Contractual Merit Pay   

State of the Superintendency 

The issue of merit pay, or pay for performance, for superintendents has been discussed for decades.

Proponents contend that salary and fringe-benefit incentives elevate individual and institutional performance and provide a mechanism for retaining outstanding leaders. Opponents counter with three arguments: Assessment metrics are insufficiently precise; evaluative judgments typically are not objective; and performance goals can be unrealistic or unfair (e.g., basing merit pay on student test scores).

For most superintendents, annual salary is not based on a schedule, as it is for teachers. Yet surprisingly few have a merit pay clause in their employment contract. Data collected during an AASA-sponsored study in 2010-2011 found that only 15.3 percent nationwide had such a provision.
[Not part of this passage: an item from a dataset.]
Issue #5636, opened 2024-09-17
[BUG]: Property.Object with dynamic value sends as String


Vitalini:
**Describe the bug**
`Property.Object` with dynamic value sends as String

Closer scrutiny, however, reveals a nexus between district enrollment and merit pay. Pay-for-performance provisions were far more common in districts with more than 25,000 students than they were in much smaller districts. Moreover, as the bar graph shows, the relationship between district enrollment and merit pay was linear. The reasons for limited use of merit pay clauses are largely unknown.

Source of data: "The American School Superintendent: 2012 Decennial Study" (2011) published by Rowman & Littlefield Education and co-sponsored by AASA and Pearson. Analysis by Theodore J. Kowalski, study lead author and professor of educational administration, University of Dayton.